All cruises for the rest of 2020 have been canceled, and impacted customers have been paid. In 2021, the cruise company will return with enhanced health precautions. Sixth update: Here are the specifics: The destination-focused cruise line stated that voyages will not resume until spring 2021. They will use new health guidelines to keep passengers safe and healthy while maintaining their experience.
Carnival has officially declared that its activities in the United States would be discontinued until the end of May 2021. The Miami-based cruise operator stated on May 11, 2021, that three, maybe four, cruise ships will resume sailings in July 2021. All other cruises have been canceled till July 2021. The company said it made this decision because there aren't enough passengers to make a profit otherwise.
The number of passengers with COVID-19 on board these resumed ships is not known. If any do get sick, they could spread the virus throughout the ship. This could cause more people to want to cancel their trips out of fear of getting sick themselves or because they don't want to put others at risk.
In addition, hotels and restaurants on land have been losing money during quarantine periods. It's possible that instead of making a profit, these companies will need to charge more later for room and food service options if they want to stay in business while travelers are confined to their rooms.
Cruise lines used to make a lot of money by charging extra for "guests only" areas of ships. But with the rise of online shopping and dining, these ships are now becoming more affordable. In fact, some people choose cruises over other types of vacations because they can afford them. So canceling a trip due to no-fault reasons such as illness makes sense from a business perspective too.
Except for trips out of Miami and Port Canaveral in Florida, all voyages from the United States will be canceled for the rest of the year, according to the cruise company. All the information is available here.
In August, eight cruise ships will restart sailings, and the majority of the fleet will begin trips until September 2020. Update 2: As a result of the CLIA voluntary suspension, Carnival extended the cancellation of cruises from the United States a few days later.
Cruise lines have been canceling tours since they were first halted due to the COVID-19 pandemic. In March, the industry's leading trade group, the Cruise Line International Association, or CLIA, announced that cruise lines would be suspending operations for at least 30 days starting on April 15. The move was intended to give companies time to develop new procedures and protocols to prevent the spread of the virus among guests and crew members.
Since then, several major operators have announced plans to start up again. In August, Royal Caribbean and Celebrity Cruises announced they would resume sailings in September with enhanced health measures in place. This follows a similar move by Regal Princess in July. In addition, Norwegian Cruise Line said it would return to service in November, and Holland America announced it would reopen its ships in January 2021. Finally, MSC Meraviglia, which is operated by Italian shipping company Costa Crociere, will start sailing again in February 2021.
The number of cases of COVID-19 on cruise ships has increased over the past month.
Trips on major cruise lines such as Disney, MSC, and others have been canceled through 2021--and even 2022. Norwegian Cruise Line has canceled all sailings through Feb. 28 and some in March, while its sister lines, Oceania Cruises and Regent Seven Seas Cruises, have cancelled itineraries through the end of March.
All other brands continue to operate as usual. The number of cases in the United States is now over 100,000 and there are now more than 7,800 deaths associated with the virus. It's possible that future outbreaks could change things for sure.
Cruise ships are required by law to give passengers the option of canceling their trips without penalty if they arrive at a port where there is an outbreak of disease. If a ship decides not to cancel trips, then everyone else on board would be given a choice about whether to continue with their journeys or not. Most travelers choose to stay on the boat even if it means being stranded in an isolated place with no way to get home unless your ship decides to make another stop.
The reason why cruises are so vulnerable to pandemics is because they're full of people traveling from one place to another when someone falls sick onboard, nobody knows how the virus spreads, and there are no enough medical facilities to treat all those who need care. Ships can't be quarantined like trains or planes so anyone infected by the virus can spread it everywhere they go.

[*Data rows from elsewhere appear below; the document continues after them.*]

PR #220, opened 2019-09-06
Use frontend-base!

davidjoy:


.travis.yml
```diff
@@ -1,9 +1,5 @@
 language: node_js
-node_js:
-  - lts/*
-cache:
-  directories:
-    - "~/.npm"
+node_js: 12
 before_install:
   - npm install -g npm@latest
   - npm install -g greenkeeper-lockfile@1.14.0
```
abutterworth: Are we still using greenkeeper?

src/index.jsx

P&O Voyages has cancelled further cruises due to persistent travel restrictions or because itineraries must be changed for operational reasons. The following cancellations have occurred: Arcadia, Aurora, Azura, and Ventura cruises have been canceled till the end of August 2021. Andros and Calypso cruises have been canceled until the end of July.

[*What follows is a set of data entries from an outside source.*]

PR #257, opened 2019-09-20
feat: use build scripts from frontend-builder

abutterworth:


edx-frontend-build-tools/config/webpack.dev.config.js
```diff
@@ -161,7 +126,7 @@ module.exports = Merge.smart(commonConfig, {
   // reloading.
   devServer: {
     host: '0.0.0.0',
-    port: 1995,
+    port: 8080,
```
davidjoy: This part is interesting.  Wonder if we can get the port for each app from the .env file.

edx-frontend-build-tools/config/webpack.prod.config.js
```diff
@@ -3,25 +3,25 @@
...
 const HtmlWebpackNewRelicPlugin = require('html-webpack-new-relic-plugin');
 const HtmlWebpackPlugin = require('html-webpack-plugin');
 const MiniCssExtractPlugin = require('mini-css-extract-plugin');
-const PurgecssPlugin = require('purgecss-webpack-plugin');
 const NewRelicSourceMapPlugin = require('new-relic-source-map-webpack-plugin');
 const BundleAnalyzerPlugin = require('webpack-bundle-analyzer').BundleAnalyzerPlugin; // eslint-disable-line prefer-destructuring
 const PostCssRtlPlugin = require('postcss-rtl');
 const PostCssAutoprefixerPlugin = require('autoprefixer');
 const CssNano = require('cssnano');
+const cwd = process.cwd();
```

These are very bad news for all those people who have already booked their tickets and for others who might consider doing so in the future. When a cruise line cancels, it means that everyone on board will be offered a full refund - including any service charges or fees that might be involved. In some cases, this can amount to a lot of money. For example, if your cruise cost $10,000 and there's a 10% service charge, then the company is required by law to refund you $100 for every day you were scheduled to sail.
However, not all lines are equal when it comes to refunds. Some companies offer only partial refunds, such as P&O Cruises which will only give back the price of your ticket. This means that even if you want to book another cruise with them, you won't get much help from management if something goes wrong again.
It's important to note that canceling a cruise reservation does not guarantee that you will get back your deposit, if any.